I run the following code unsuccessfully
#!/bin/zsh
# to copy files from my server to my folder
rsync -Pav $Masi:~/private/ ~/Dropbox/Courses/math/
# to copy files from my folder to my server
rsync -Pav ~/Dropbox/Courses/math $Masi:~/private/
I get the following error message
ssh: connect to host port 22: Connection refused
rsync: connection unexpectedly closed (0 bytes received so far) [receiver]
rsync error: unexplained error (code 255) at io.c(600) [receiver=3.0.5]
ssh: connect to host port 22: Connection refused
rsync: connection unexpectedly closed (0 bytes received so far) [sender]
rsync error: unexplained error (code 255) at io.c(600) [sender=3.0.5]
I have ssh keys in place so the connection should work, since I can use scp without problems.
How can you use rsync between my server and one of my Macs?
I used to do a lot of this. Just ran a test, a few suggestions.
Spell out your entire user#host pattern
Run the ssh connection sans the rsync first, you may need to first approve your fingerprint
You do not seem to pass a flag to protect extended attributes, this can yield broken files on OS X. If you do not need resource forks, you are OK, but most of the time you do need them.
My test case:
$ rsync -Pav ~/Desktop/ me#remote.example.com:~/rsyc-test
In that case, all the files within ~/Desktop were copied to the remote host, in my home dir. Since the directory 'rsyc-test' did not exist, it was made for me. I had a .app on my Desktop, it made it over, surprisingly, it works. Even some .webloc files made it and appear to work, though I do not trust it.
I would strongly suggest adding in the -E flag
-E, --extended-attributes
Apple specific option to copy extended attributes, resource
forks, and ACLs. Requires at least Mac OS X 10.4 or suitably
patched rsync.
I ran a new test, moved a Interarchy bookmark to my desktop, I know for a fact these break if they are copied sans resource forks. Running without the -E versus with the -E, there is a difference of 152 bytes in xfered data.
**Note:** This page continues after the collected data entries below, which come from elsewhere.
PR #6100, opened 2024-06-23
SALTO-5472 query referenced ASV only

dantal4:
Instead of fetching all SuiteQL tables data, we want to fetch only the referenced internalIds in workflows and data instances.

---

~~This PR is based on #6102 . Please review it first.~~

TODO:
- [x] add tests

---
_Release Notes_: 
Netsuite Adapter:
- Query referenced ASV only

---
_User Notifications_: 
None


omrilit (approved):
Very very impressive! 👏 
It seems like there are only 2 customers with resolveAccountSpecificValues set to true explicitly ([logs](https://app.datadoghq.com/logs?query=%22resolveAccountSpecificValues%3A%20true%22%20user%20netsuite%20%40saltoStage%3Aproduction%20%40isExternalUser%3Atrue%20&agg_m=count&agg_m_source=base&agg_t=count&cols=%40workspaceId%2C%40orgName%2C%40envName&fromUser=true&messageDisplay=inline&refresh_mode=sliding&storage=hot&stream_sort=desc&viz=stream&from_ts=1709930186988&to_ts=1710102986988&live=true)).
What is our rollout plan?
I assume that the first frop will affect only those 2 orgs, right?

The first file on the remote machine did not work, the second transfered file did work.
I can not help but notice in your example one of your paths is ~/Dropbox so this may all not matter, since DropBox, the app, does not at all support resource forks currently, though I hear there are plans to in the future.
You also are not sending in the --delete flag, if your end goal is a mirror of your data, you are not getting that, if your end goal is backups that continually grows, keeping everything that was ever on the source, the lack of --delete is good.
Other notes:
You can exclude those silly .DS_Store files
--exclude '.DS_Store'
You can also set rsync up in a way to be a true mirror, so you would not need to run your other command, see the man page for details.
My final working command to shove the Desktop of my laptop to a remote machine:
$ rsync -PEav --delete --exclude '.DS_Store' ~/Desktop/ me#remote.example.com:~/rsycn-test
Check "$Masi". Is that the hostname you are trying to reach?
Try the following command to debug it:
rsync -e 'ssh -v' -Pav $Masi:~/private/ ~/Dropbox/Courses/math/
The Connection refused usually happens when there is a connection issue to the remote (e.g. firewall).
In your case the problem is that $Masi variable is empty. If it's not variable, use Masi.
As per this error:
ssh: connect to host port 22: Connection refused
Notice the double space above after the host word.
the connect to host message doesn't say to which host, so you're trying to connect to empty host. So it sound like a typo in the host name.